# isomorphic proofs

• November 23rd 2006, 11:45 AM
PvtBillPilgrim
isomorphic proofs
I need some help with these,
Prove that Z2 x Z3 is isomorphic with Z6.
Prove that Z6 is not isomorphic with S3, although both groups have 6 elements.

Thank you for any assistance.
• November 23rd 2006, 11:57 AM
ThePerfectHacker
Quote:

Originally Posted by PvtBillPilgrim
I need some help with these,
Prove that Z2 x Z3 is isomorphic with Z6.

Are you familar with the rule that,
$\mathbb{Z}_n\times \mathbb{Z}_m\simeq \mathbb{Z}_{nm}$ ( $n,m\geq 1$)
If and only if,
$\gcd (n,m)=1$.
$\gcd(2,3)=1$
Now, $\mathbb{Z}_6$ is a cyclic group.

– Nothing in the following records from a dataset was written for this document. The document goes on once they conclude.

PR #231, opened 2026-04-30
feat: add new mui formik color picker component

tomrndom:
ref: https://app.clickup.com/t/86b9n7p5w
* fix: add prop to fetch only initial options on async-select

image
image

## Summary by CodeRabbit

* **New Features**
  * Async select: optional local filtering for fast, case-insensitive client-side matching (reduces remote lookups).
  * Async select: improved multi-select selection and display behavior for more consistent formatting.
  * Formik color input: new color picker with local edit state, debounced commits, commit-on-blur, clear control, validation display, and color swatch.

[Review Change Stack](https://app.coderabbit.ai/change-stack/OpenStackweb/openstack-uicore-foundation/pull/231?utm_source=github_walkthrough&utm_medium=github&utm_campaign=change_stack)

### DIFF
--- a/src/components/mui/formik-inputs/mui-formik-async-select.js
+++ b/src/components/mui/formik-inputs/mui-formik-async-select.js
@@ -31,7 +31,8 @@ const MuiFormikAsyncAutocomplete = ({
   formatOption = (item) => ({ value: item.id.toString(), label: item.name }),
   formatSelectedValue = null,
   queryParams = [],
-  isMulti = false
+  isMulti = false,
+  defaultOptions
 }) => {
   const [field, meta, helpers] = useField(name);
   const [options, setOptions] = useState([]);
@@ -58,7 +59,7 @@ const MuiFormikAsyncAutocomplete = ({
   };
 
   useEffect(() => {
-    if (searchTerm) {
+    if (!defaultOptions && searchTerm) {
       const delayDebounce = setTimeout(() => {
         fetchOptions(searchTerm);
       }, DEBOUNCE_WAIT_250);
@@ -99,7 +100,16 @@ const MuiFormikAsyncAutocomplete = ({
       fullWidth
       getOptionLabel={(option) => option.label || ""}
       isOptionEqualToValue={(option, value) => option.value === value.value}
-      onInputChange={(e, newInput) => setSearchTerm(newInput)}
+      onInputChange={!defaultOptions ? (e, newInput) => setSearchTerm(newInput) : undefined}
+      filterOptions={
+        // only apply filterOptions for "local" search
+        defaultOptions
+          ? (options, { inputValue }) =>
+            options.filter((opt) =>
+              opt.label.toLowerCase().includes(inputValue.toLowerCase())
+            )
+          : undefined
+      }
       renderInput={(params) => (
         <TextField
           {...params}
--- a/src/components/mui/formik-inputs/mui-formik-async-select.js
+++ b/src/components/mui/formik-inputs/mui-formik-async-select.js
@@ -107,7 +107,7 @@ const MuiFormikAsyncAutocomplete = ({
       fullWidth
       getOptionLabel={(option) => option.label || ""}
       isOptionEqualToValue={(option, value) => option.value === value.value}
-      onInputChange={!localFilter ? (e, newInput) => setSearchTerm(newInput) : undefined}
+      onInputChange={!localFilter ? (e, newInput) => setSearchTerm(newInput) : (x) => x}
       filterOptions={
         // only apply filterOptions for "local" search
         localFilter
--- a/src/components/mui/formik-inputs/mui-formik-async-select.js
+++ b/src/components/mui/formik-inputs/mui-formik-async-select.js
@@ -20,33 +20,25 @@ import {
 } from "@mui/material";
 import { useField } from "formik";
 import { DEBOUNCE_WAIT_250 } from "../../../utils/constants";
-import PropTypes from "prop-types";
 
-/**
- * Async Autocomplete with two modes:
- * - Remote (default): fetches options from API on each user input (debounced).
- * - Local (localFilter=true): fetches once on mount and filters options client-side.
- * Note: localFilter mode assumes stable queryParams (set once on mount).
- * If queryParams need to change, remount the component instead.
- */
 const MuiFormikAsyncAutocomplete = ({
   name,
   queryFunction,
+  multiple = false,
   placeholder = "Select...",
   plainValue = false,
   hiddenOptions = [],
   formatOption = (item) => ({ value: item.id.toString(), label: item.name }),
   formatSelectedValue = null,
   queryParams = [],
-  isMulti = false,
-  localFilter = false
+  isMulti = false
 }) => {
   const [field, meta, helpers] = useField(name);
   const [options, setOptions] = useState([]);
   const [loading, setLoading] = useState(false);
   const [searchTerm, setSearchTerm] = useState("");
 
-  const value = field.value || (isMulti ? [] : null);
+  const value = field.value || (multiple ? [] : null);
   const error = meta.touched && meta.error;
 
   const fetchOptions = async (input = "") => {
@@ -66,7 +58,7 @@ const MuiFormikAsyncAutocomplete = ({
   };
 
   useEffect(() => {
-    if (!localFilter && searchTerm) {
+    if (searchTerm) {
       const delayDebounce = setTimeout(() => {
         fetchOptions(searchTerm);
       }, DEBOUNCE_WAIT_250);
@@ -80,7 +72,7 @@ const MuiFormikAsyncAutocomplete = ({
   }, []);
 
   const handleChange = (event, selected) => {
-    if (!isMulti) {
+    if (!multiple) {
       const selectedValue = plainValue ? selected?.value || "" : selected;
       helpers.setValue(selectedValue);
       return;
@@ -89,10 +81,10 @@ const MuiFormikAsyncAutocomplete = ({
     const selectedItems = plainValue
       ? selected.map((s) => s.value)
       : selected.map((s) =>
-        formatSelectedValue
-          ? formatSelectedValue(s)
-          : { id: parseInt(s.value), name: s.label }
-      );
+          formatSelectedValue
+            ? formatSelectedValue(s)
+            : { id: parseInt(s.value), name: s.label }
+        );
 
     helpers.setValue(selectedItems);
   };
@@ -107,18 +99,7 @@ const MuiFormikAsyncAutocomplete = ({
       fullWidth
       getOptionLabel={(option) => option.label || ""}
       isOptionEqualToValue={(option, value) => option.value === value.value}
-      onInputChange={!localFilter ? (e, newInput) => setSearchTerm(newInput) : (x) => x}
-      filterOptions={
-        // only apply filterOptions for "local" search
-        localFilter
-          ? (options, { inputValue }) =>
-            options.filter((opt) =>
-              String(opt.label ?? "").toLowerCase().includes(
-                String(inputValue ?? "").toLowerCase()
-              )
-            )
-          : undefined
-      }
+      onInputChange={(e, newInput) => setSearchTerm(newInput)}
       renderInput={(params) => (
         <TextField
           {...params}
@@ -148,21 +129,12 @@ const MuiFormikAsyncAutocomplete = ({
       )}
       renderOption={(props, option, { selected }) => (
         <li {...props}>
-          {isMulti && <Checkbox checked={selected} sx={{ mr: 1 }} />}
+          {multiple && <Checkbox checked={selected} sx={{ mr: 1 }} />}
           {option.label}
         </li>
       )}
     />
   );
-};
-
-MuiFormikAsyncAutocomplete.propTypes = {
-  name: PropTypes.string.isRequired,
-  isMulti: PropTypes.bool,
-  queryFunction: PropTypes.func.isRequired,
-  formatOption: PropTypes.func,
-  queryParams: PropTypes.array,
-  localFilter: PropTypes.bool,
 };
 
 export default MuiFormikAsyncAutocomplete;
--- a/src/components/mui/formik-inputs/mui-formik-async-select.js
+++ b/src/components/mui/formik-inputs/mui-formik-async-select.js
@@ -32,7 +32,6 @@ import PropTypes from "prop-types";
 const MuiFormikAsyncAutocomplete = ({
   name,
   queryFunction,
-  multiple = false,
   placeholder = "Select...",
   plainValue = false,
   hiddenOptions = [],
@@ -47,7 +46,7 @@ const MuiFormikAsyncAutocomplete = ({
   const [loading, setLoading] = useState(false);
   const [searchTerm, setSearchTerm] = useState("");
 
-  const value = field.value || (multiple ? [] : null);
+  const value = field.value || (isMulti ? [] : null);
   const error = meta.touched && meta.error;
 
   const fetchOptions = async (input = "") => {
@@ -81,7 +80,7 @@ const MuiFormikAsyncAutocomplete = ({
   }, []);
 
   const handleChange = (event, selected) => {
-    if (!multiple) {
+    if (!isMulti) {
       const selectedValue = plainValue ? selected?.value || "" : selected;
       helpers.setValue(selectedValue);
       return;
@@ -90,10 +89,10 @@ const MuiFormikAsyncAutocomplete = ({
     const selectedItems = plainValue
       ? selected.map((s) => s.value)
       : selected.map((s) =>
-          formatSelectedValue
-            ? formatSelectedValue(s)
-            : { id: parseInt(s.value), name: s.label }
-        );
+        formatSelectedValue
+          ? formatSelectedValue(s)
+          : { id: parseInt(s.value), name: s.label }
+      );
 
     helpers.setValue(selectedItems);
   };
@@ -114,7 +113,9 @@ const MuiFormikAsyncAutocomplete = ({
         localFilter
           ? (options, { inputValue }) =>
             options.filter((opt) =>
-              opt.label.toLowerCase().includes(inputValue.toLowerCase())
+              String(opt.label ?? "").toLowerCase().includes(
+                String(inputValue ?? "").toLowerCase()
+              )
             )
           : undefined
       }
@@ -147,7 +148,7 @@ const MuiFormikAsyncAutocomplete = ({
       )}
       renderOption={(props, option, { selected }) => (
         <li {...props}>
-          {multiple && <Checkbox checked={selected} sx={{ mr: 1 }} />}
+          {isMulti && <Checkbox checked={selected} sx={{ mr: 1 }} />}
           {option.label}
         </li>
       )}
@@ -157,6 +158,7 @@ const MuiFormikAsyncAutocomplete = ({
 
 MuiFormikAsyncAutocomplete.propTypes = {
   name: PropTypes.string.isRequired,
+  isMulti: PropTypes.bool,
   queryFunction: PropTypes.func.isRequired,
   formatOption: PropTypes.func,
   queryParams: PropTypes.array,
--- a/src/components/mui/formik-inputs/mui-formik-async-select.js
+++ b/src/components/mui/formik-inputs/mui-formik-async-select.js
@@ -20,7 +20,15 @@ import {
 } from "@mui/material";
 import { useField } from "formik";
 import { DEBOUNCE_WAIT_250 } from "../../../utils/constants";
+import PropTypes from "prop-types";
 
+/**
+ * Async Autocomplete with two modes:
+ * - Remote (default): fetches options from API on each user input (debounced).
+ * - Local (localFilter=true): fetches once on mount and filters options client-side.
+ * Note: localFilter mode assumes stable queryParams (set once on mount).
+ * If queryParams need to change, remount the component instead.
+ */
 const MuiFormikAsyncAutocomplete = ({
   name,
   queryFunction,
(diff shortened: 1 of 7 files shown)


src/components/mui/formik-inputs/mui-formik-color-input.js
```diff
@@ -0,0 +1,46 @@
...
+const MuiFormikColorInput = ({ name, ...rest }) => {
+  const [field, meta, helpers] = useField(name);
+  const [localValue, setLocalValue] = useState(field.value || "#000000");
+
+  useEffect(() => {
+    setLocalValue(field.value || "#000000");
+  }, [field.value]);
+
+  const handleChange = (e) => {
+    setLocalValue(e.target.value);
```
smarcet: @tomrndom 
MuiFormikColorInput desyncs from Formik between change and blur  
onChange only updates localValue; Formik's value updates only on blur. Native <input type="color"> typically commits via the picker without a blur (clicking outside the swatch does not always fire blur in all browsers/MUI variants). Submitting a form by pressing Enter/clicking submit while the picker is still open leaves Formik holding the old value. Validation also  won't run during interaction.

src/components/mui/formik-inputs/mui-formik-async-select.js
```diff
@@ -31,7 +31,8 @@ const MuiFormikAsyncAutocomplete = ({
   formatOption = (item) => ({ value: item.id.toString(), label: item.name }),
   formatSelectedValue = null,
   queryParams = [],
-  isMulti = false
+  isMulti = false,
+  defaultOptions
```
smarcet: @tomrndom 
Name collides with a well-known API and doesn't match its behavior 
 defaultOptions is the exact prop name used by react-select / common Autocomplete patterns, where it accepts an array of pre-loaded options (or true to preload). Here it's a plain boolean flag   
  for "local-only filtering." Consumers will reasonably assume they pass an array, and the implementation won't honor it — options state still comes from fetchOptions("") at line 71, not from the 
  prop.                                                                                                                                                                                             
                                                                                                                                                                                                    
  Suggested rename: localFilter (boolean) or useLocalFiltering.

src/components/mui/formik-inputs/mui-formik-async-select.js
```diff
@@ -58,7 +59,7 @@ const MuiFormikAsyncAutocomplete = ({
   };
 
   useEffect(() => {
```
smarcet, line 60: @tomrndom 
Stale options when queryParams change in local mode 
 useEffect(() => fetchOptions(""), []) at lines 70-72 runs once. The search-term effect at lines 60-67 is gated by !defaultOptions && searchTerm, so if queryParams (line 33) change after mount,  
  the list never refreshes. Either re-run the preload on queryParams change, or document that local mode requires stable params and a remount.

src/components/mui/formik-inputs/mui-formik-async-select.js
smarcet: **No PropTypes / no default value → silent behavior fork**

`defaultOptions` is destructured here without a default value, and the file has no `propTypes` block. A few concrete risks:

- Typos like `defaultoptions` silently keep remote behavior with no dev-mode warning.
- `[]` is truthy in JS, so `defaultOptions={[]}` flips the component to local-only mode with zero items — the opposite of what the prop name suggests.
- The same component now has two incompatible contracts hidden behind one boolean: with truthy `defaultOptions`, `queryFunction` runs only once on mount with `""`, `queryParams` changes are ignored, and `filterOptions` matches only on `option.label`.

Suggested:

```js
// in destructure
localFilter = false,
```

```js
// add at end of file
MuiFormikAsyncAutocomplete.propTypes = {
  name: PropTypes.string.isRequired,
  queryFunction: PropTypes.func.isRequired,
  localFilter: PropTypes.bool,
  // ...
};
```

Plus a one-line JSDoc above the component describing the two modes.

src/components/mui/formik-inputs/mui-formik-color-input.js
```diff
@@ -0,0 +1,46 @@
...
+  };
+
+  const handleBlur = (e) => {
+    helpers.setValue(e.target.value);
```
smarcet: **Default `#000000` masks "unset" and writes a value the user never picked**

When `field.value` is undefined, the swatch displays solid black (line 8) — indistinguishable from a user actively choosing black. This `handleBlur` then writes `#000000` into Formik even if the user never interacted with the picker, which:

- Defeats `required` validation (the field appears filled).
- Silently includes an unintended color in PATCH/POST payloads.

Suggested: only call `helpers.setValue` on actual user interaction — e.g. set a `dirtyRef` in `handleChange` and gate the blur write on it — or expose a `defaultValue` prop and treat blur-without-change as a no-op.

src/components/mui/formik-inputs/mui-formik-color-input.js
```diff
@@ -0,0 +1,46 @@
...
+    helpers.setTouched(true);
+  };
+
+  return (
+    <TextField
+      type="color"
+      value={localValue}
+      onChange={handleChange}
+      onBlur={handleBlur}
```
smarcet: **Bypasses Formik's `field.onBlur` and drops `name` on the rendered input**

`useField(name)` returns `field` with the proper `name` and `onBlur`. This component sets explicit `value` / `onChange` / `onBlur` and never forwards `field` (or `name`) to the input. As a result:

- Formik's `field.onBlur` never fires — any cross-field validation hooks Formik wires up on blur are skipped.
- The rendered `<input>` has no `name` attribute, breaking browser autofill and any form-serialization fallback.

Suggested:

```jsx
<TextField
  type="color"
  name={name}
  {...field}
  onChange={handleChange}
  onBlur={(e) => { field.onBlur(e); helpers.setTouched(true); }}
  error={meta.touched && Boolean(meta.error)}
  helperText={meta.touched && meta.error}
  fullWidth
  sx={{ "& input[type='color']::-webkit-color-swatch-wrapper": { padding: "2px" } }}
  {...rest}
/>
```

smarcet (changes requested):
@tomrndom please review comments

src/components/mui/formik-inputs/mui-formik-color-input.js
tomrndom: The use of localValue is to improve component performance.

I could use a debounce on the handleChange to sync formik value with `localValue`

src/components/mui/formik-inputs/mui-formik-color-input.js
```diff
@@ -0,0 +1,56 @@
+import React, { useRef, useState } from "react";
+import PropTypes from "prop-types";
+import { TextField } from "@mui/material";
+import { useField } from "formik";
+import { DEBOUNCE_WAIT_150 } from "../../../utils/constants";
+
+const MuiFormikColorInput = ({ name, ...rest }) => {
+  const [field, meta, helpers] = useField(name);
+  const [localValue, setLocalValue] = useState(field.value || "#000000");
```
smarcet, line 12: **[HIGH] Default `"#000000"` masks falsy `initialValues`.**

`useState(field.value || "#000000")` silently shows black while Formik state stays `""` / `null`. If the user never touches the input, the form submits with the original empty value while the swatch implies `#000000` was selected → data mismatch on save.

Suggested fix: also seed Formik on mount when `field.value` is empty:
```js
useEffect(() => { if (!field.value) helpers.setValue("#000000"); }, []);
```
or render the swatch only when `field.value` is set.

src/components/mui/formik-inputs/mui-formik-color-input.js
```diff
@@ -0,0 +1,56 @@
...
+  const debounceRef = useRef(null);
```
smarcet, line 13: **[MEDIUM] No re-sync with external `field.value` changes.**

`localValue` is initialized once from `field.value` and only mutated by user input. After Formik `resetForm()`, parent `setFieldValue`, or async-loaded initial values, the swatch keeps showing the old color while Formik state has changed → broken edit/reset flows.

Suggested fix:
```js
useEffect(() => {
  if (field.value !== localValue) setLocalValue(field.value || "#000000");
}, [field.value]);
```
(guard against overwriting in-flight typing if needed.)

**[LOW] No debounce cleanup on unmount.**

A pending `setTimeout` can fire `helpers.setValue` after unmount → stale writes / dev warnings, especially in tabbed forms. Add:
```js
useEffect(() => () => { if (debounceRef.current) clearTimeout(debounceRef.current); }, []);
```

src/components/mui/formik-inputs/mui-formik-async-select.js
```diff
@@ -58,7 +67,7 @@ const MuiFormikAsyncAutocomplete = ({
...
-    if (searchTerm) {
+    if (!localFilter && searchTerm) {
```
smarcet: **[HIGH] `localFilter` mode filters against whatever `queryFunction("")` returns — usually a paged subset.**

The new docblock promises "fetches once on mount" + client-side filtering, but the only mount-time call (`fetchOptions("")` a few lines below) uses a `queryFunction` that elsewhere in this codebase honors server-side pagination/filter on `input`. Consumers will silently see an incomplete option list with no warning, contradicting the user-visible promise of "filter all options locally."

Suggested fix: in `localFilter` mode, require an explicit `fetchAll`/`pageSize` prop (or accept a pre-resolved `options` prop) and document the contract; otherwise emit a runtime warning.

src/components/mui/formik-inputs/mui-formik-async-select.js
```diff
@@ -99,7 +108,16 @@ const MuiFormikAsyncAutocomplete = ({
...
       getOptionLabel={(option) => option.label || ""}
       isOptionEqualToValue={(option, value) => option.value === value.value}
-      onInputChange={(e, newInput) => setSearchTerm(newInput)}
+      onInputChange={!localFilter ? (e, newInput) => setSearchTerm(newInput) : undefined}
+      filterOptions={
+        // only apply filterOptions for "local" search
+        localFilter
+          ? (options, { inputValue }) =>
+            options.filter((opt) =>
+              opt.label.toLowerCase().includes(inputValue.toLowerCase())
```
smarcet: **[MEDIUM] `opt.label.toLowerCase()` / `inputValue.toLowerCase()` are unguarded.**

The rest of the file already defends against missing labels (`option.label || ""` in `getOptionLabel`). One bad row from the API (`label` null/non-string) and the whole dropdown crashes. CodeRabbit flagged the same thing; not addressed.

Suggested fix:
```js
(options, { inputValue }) =>
  options.filter((opt) =>
    String(opt.label ?? "").toLowerCase().includes(
      String(inputValue ?? "").toLowerCase()
    )
  )
```

src/components/mui/formik-inputs/mui-formik-async-select.js
```diff
@@ -31,7 +39,8 @@ const MuiFormikAsyncAutocomplete = ({
   formatOption = (item) => ({ value: item.id.toString(), label: item.name }),
   formatSelectedValue = null,
   queryParams = [],
-  isMulti = false
+  isMulti = false,
```
smarcet: **[MEDIUM] Pre-existing `multiple` vs `isMulti` dual-prop divergence (worth fixing while editing this file).**

- `multiple` (default `false`, line 35) drives the `handleChange` value-shape branch (single vs array).
- `multiple={isMulti}` (further down) is what's passed to MUI `Autocomplete`.

A consumer passing only `isMulti={true}` (without `multiple={true}`) gets multi-select UI with **single-value Formik writes** → array/object collisions on submit. The new `propTypes` block cements this two-name API into the public surface.

Suggested fix: collapse to one prop (`multiple`), or alias one to the other in destructuring (`multiple = isMulti`), and update propTypes accordingly.

smarcet (commented):
Deep review — 7 findings (2 HIGH, 3 MEDIUM, 2 LOW). Inline comments on the relevant lines below. One non-inline note: no tests are added for either new behavior — `localFilter` (gated effect + filterOptions branch) and the color input (debounce + blur-flush + touched-on-blur) are stateful enough to regress silently. Project already has Jest + RTL set up; suggest one minimal RTL test per component.

smarcet (changes requested):
@tomrndom please review new comments

src/components/mui/formik-inputs/mui-formik-async-select.js
tomrndom: This can be set on the implementation as part of the queryParams according to the queryFunction used. 

Since the order of the per_page parameter is not always in the same position is a bit difficult to use a default MAX_PAGE_SIZE for all queryActions

src/components/mui/formik-inputs/mui-formik-color-input.js
tomrndom: The color picker would pick a default color if the user don't interact with the component. It looks like this contradicts https://github.com/OpenStackweb/openstack-uicore-foundation/pull/231#discussion_r3182654850.
Please let me know if I should add some initial state to display the input as not selected since the input type="color" doesn't support an empty value

tomrndom: PR updated with changes to display a placeholder if not value is selected and allow to clean value.

image
image

src/components/mui/formik-inputs/mui-formik-color-input.js
```diff
@@ -0,0 +1,111 @@
...
+const MuiFormikColorInput = ({ name, placeholder = "Select a color", ...rest }) => {
+  const [field, meta, helpers] = useField(name);
+  const [hasValue, setHasValue] = useState(Boolean(field.value));
+  const [localValue, setLocalValue] = useState(field.value || "#000000");
+  const debounceRef = useRef(null);
+
+  useEffect(() => {
+    setHasValue(Boolean(field.value));
+    if (field.value && field.value !== localValue) setLocalValue(field.value);
+  }, [field.value]);
```
smarcet: @tomrndom here localValue is missing dep

src/components/mui/formik-inputs/mui-formik-color-input.js
```diff
@@ -0,0 +1,111 @@
...
+              <IconButton size="small" onClick={handleClear} edge="end" disableRipple>
+                <ClearIcon fontSize="small" />
+              </IconButton>
+            </InputAdornment>
+          ),
+        } : undefined}
+        sx={{
+          "& input[type='color']::-webkit-color-swatch-wrapper": { padding: "2px" },
+        }}
+        {...rest}
```
smarcet, line 81: @tomrndom 
```JS                                                                                                                        
  InputProps={hasValue ? { endAdornment: <ClearIcon .../> } : undefined}                                                                                                                            
  sx={{ ... }}                                                                                                                                                                                      
  {...rest} 
  // consumer's InputProps wins, 
```
clear button disappears                                                                                                                                
 MUI does not merge InputProps , last value wins. A consumer passing InputProps (e.g. a start adornment) silently drops the clear button. Fix: 
```JS
destructure InputProps as restInputProps from rest  
```
and merge:      
```JS                                                                                                                                                                                  
  InputProps={{ ...(hasValue ? { endAdornment: ... } : {}), ...restInputProps }}         
```

src/components/mui/formik-inputs/mui-formik-async-select.js
```diff
@@ -99,7 +107,18 @@ const MuiFormikAsyncAutocomplete = ({
       fullWidth
       getOptionLabel={(option) => option.label || ""}
       isOptionEqualToValue={(option, value) => option.value === value.value}
-      onInputChange={(e, newInput) => setSearchTerm(newInput)}
+      onInputChange={!localFilter ? (e, newInput) => setSearchTerm(newInput) : undefined}
+      filterOptions={
```
smarcet: @tomrndom 
replace undefined with (x) => x. 
passing (x) => x tells MUI "these options are already filtered, show them all." This is the standard pattern recommended in the MUI docs for server-side autocomplete.

smarcet (changes requested):
@tomrndom please review

smarcet (changes requested):
@tomrndom please review comments

src/components/mui/formik-inputs/mui-formik-async-select.js
```diff
@@ -20,25 +20,33 @@ import {
 } from "@mui/material";
 import { useField } from "formik";
 import { DEBOUNCE_WAIT_250 } from "../../../utils/constants";
+import PropTypes from "prop-types";
 
+/**
+ * Async Autocomplete with two modes:
+ * - Remote (default): fetches options from API on each user input (debounced).
+ * - Local (localFilter=true): fetches once on mount and filters options client-side.
```
santipalenque: Local mode makes this autocomplete NOT ASYNC . I strongly suggest to create a new component when the functionality changes drastically like in this case.

santipalenque: Also this change seems out of scope, what is this used for ?

src/components/mui/formik-inputs/mui-formik-color-input.js
```diff
@@ -0,0 +1,113 @@
+import React, { useEffect, useRef, useState } from "react";
+import PropTypes from "prop-types";
+import { Box, IconButton, InputAdornment, TextField } from "@mui/material";
+import ClearIcon from "@mui/icons-material/Clear";
+import { useField } from "formik";
+import { DEBOUNCE_WAIT_150 } from "../../../utils/constants";
+
+const MuiFormikColorInput = ({ name, placeholder = "Select a color", InputProps: restInputProps, ...rest }) => {
```
santipalenque: use translations for literals

src/components/mui/formik-inputs/mui-formik-color-input.js
```diff
@@ -0,0 +1,113 @@
...
+  }, [field.value, localValue]);
+
+  useEffect(() => () => {
+    if (debounceRef.current) clearTimeout(debounceRef.current);
+  }, []);
+
+  const handleChange = (e) => {
+    const value = e.target.value;
+    setLocalValue(value);
+    setHasValue(true);
```
santipalenque, line 27: why do we need this state ? can't you just use localValue ?

src/components/mui/formik-inputs/mui-formik-color-input.js
```diff
@@ -0,0 +1,113 @@
...
+    if (debounceRef.current) clearTimeout(debounceRef.current);
+    debounceRef.current = setTimeout(() => {
```
santipalenque, line 29: why do we need to debounce the onchange ? we never do this . If this is strictly necessary, add comments why

src/utils/constants.js
```diff
@@ -6,6 +6,7 @@ export const ZERO_INT = 0;
 
 export const CODE_200 = 200;
 
+export const DEBOUNCE_WAIT_150 = 150;
 export const DEBOUNCE_WAIT_250 = 250;
```
santipalenque, line 11: any reason why you can't just use 250 ?

santipalenque (changes requested):
a few questions and suggestions. Also looks like you are missing the tests for the color input

src/components/mui/formik-inputs/mui-formik-async-select.js
tomrndom: I'll create a new PR with the changes for the autocomplete. It started with a new prop to filter locally since this is required by the new company popup on summit admin (input for countries), but it ended requiring so much changes that is gonna be better to treat it in a separate PR.

src/components/mui/formik-inputs/mui-formik-color-input.js
tomrndom: This is to limit the render of formik props when the user is dragging the cursor to pick a color, without this the component turns laggy.

src/components/mui/formik-inputs/mui-formik-color-input.js
tomrndom: this state is to track when the user pick a color since html color input requires a default value

src/utils/constants.js
tomrndom: 250 made the delay between selecting a color and seeing it applied slightly noticeable, 150 felt a bit more responsive, but both work fine

src/components/mui/formik-inputs/mui-formik-color-input.js
```diff
@@ -0,0 +1,113 @@
...
+const MuiFormikColorInput = ({ name, placeholder = "Select a color", InputProps: restInputProps, ...rest }) => {
+  const [field, meta, helpers] = useField(name);
+  const [hasValue, setHasValue] = useState(Boolean(field.value));
+  const [localValue, setLocalValue] = useState(field.value || "#000000");
+  const debounceRef = useRef(null);
+
+  useEffect(() => {
+    setHasValue(Boolean(field.value));
+    if (field.value && field.value !== localValue) setLocalValue(field.value);
+  }, [field.value, localValue]);
```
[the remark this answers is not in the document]
santipalenque: please check if this is valid @tomrndom

src/components/mui/formik-inputs/mui-formik-color-input.js
santipalenque: ok cool, then put a comment on the code please. Also this means that if I move the cursor slowly it will change the color multiple times ? I think we should try to find a better solution than debouncing

src/components/mui/formik-inputs/mui-formik-color-input.js
```diff
@@ -0,0 +1,114 @@
...
+            ),
+          } : {}), ...restInputProps
+        }}
+        sx={{
+          "& input[type='color']::-webkit-color-swatch-wrapper": { padding: "2px" },
+        }}
+        {...rest}
+      />
+      {!hasValue && (
+        <Box
```
santipalenque, line 84: is this covering the color input when no value is selected ? There must be a better way, this is pretty dirty

santipalenque (commented):
@smarcet @tomrndom I think this solution is too hacky and doesn't seem robust. I wonder why we not just use something like [this](https://www.npmjs.com/package/mui-color-input).  Also @tomrndom is there a branch where I can test this ?

smarcet:
> @smarcet @tomrndom I think this solution is too hacky and doesn't seem robust. I wonder why we not just use something like [this](https://www.npmjs.com/package/mui-color-input). Also @tomrndom is there a branch where I can test this ?

yes i do agree lets close this one and use that lib
related show admin PR is https://github.com/fntechgit/summit-admin/pull/910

The group, $\mathbb{Z}_2\times \mathbb{Z}_3$ is also cyclic because the element $(1,1)$ is a generator, that is, $<(1,1)>=\mathbb{Z}_2\times \mathbb{Z}_3$. Now by the property of cyclic groups of equal cardinality states they are unique up to isomorphism. Q.E.D.
Note that $\mathbb{Z}_6$ is an abelian group. Yet $S_3$ is not (look below and at my other post).